International Non-Proprietary Name (INN): mexidol (emoxypine)
Dosage form: pills (125 mg)
Structure
1 pill contains:
Active ingredient: ethylmethylhydroxypyridine succinate (2-ethyl-6-methyl-3-hydroxypyridine) – 125 mg;
Excipients: lactose monohydrate – 97.5 mg, povidone – 25 mg, magnesium stearate – 2.5 mg;
Film coat: opadrai II white 33G28435 – 7.5 mg (hypromellose 3 mg, titanium dioxide – 1.875 mg, lactose monohydrate – 1.575 mg, polyethylene glycol (macrogol) – 0.6 mg, triacetin – 0.45 mg).
Description
The double radius pills are covered with a film coat in white or light creamy color. On the cross-section, there are two layers: the inner one (the core) is gray or gray-creamy and the outer one is white or white-creamy.
Pharmacological classification: antioxidant
ATC code: N07XX
Pharmacological action: antioxidant, anxiolytic, antihypoxic, anticonvulsant, anti-ischemic, nootropic, neuroprotective, anti-inflammatory and cardioprotective


Pharmacodynamics

Mexidol® is an inhibitor of free-radical processes and membrane protector with antihypoxic, stress-protective, nootropic, anticonvulsant and anxiolytic action. The drug increases the resistance of the body to various damaging factors (shock, hypoxia, ischemia, cerebral circulation disorders, and intoxication with alcohol and antipsychotic drugs (neuroleptics)).

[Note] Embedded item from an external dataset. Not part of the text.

PR #266, opened 2021-01-05
Feature/MultiLingual-Annotator

KKsharma99:
This PR Includes:
- Translator Abstract Class, GoogleTranslator class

Mexidol® has antioxidant, antihypoxic, and membrane-protective action. It inhibits lipid peroxidation, increases the activity of superoxide dismutase, increases the lipid-protein ratio, reduces the viscosity of the membrane, and increases its fluidity. The drug modulates the activity of membrane-bound enzymes (calcium of independent phosphodiesterase, adenylate cyclase, and acetylcholinesterase) and receptor complexes (benzodiazepine, GABA, and acetylcholine): it enhances their ability to bind to ligands, helps to preserve the structural and functional organization of biomembranes and neurotransmitter transport, and facilitates synaptic transmission improvement.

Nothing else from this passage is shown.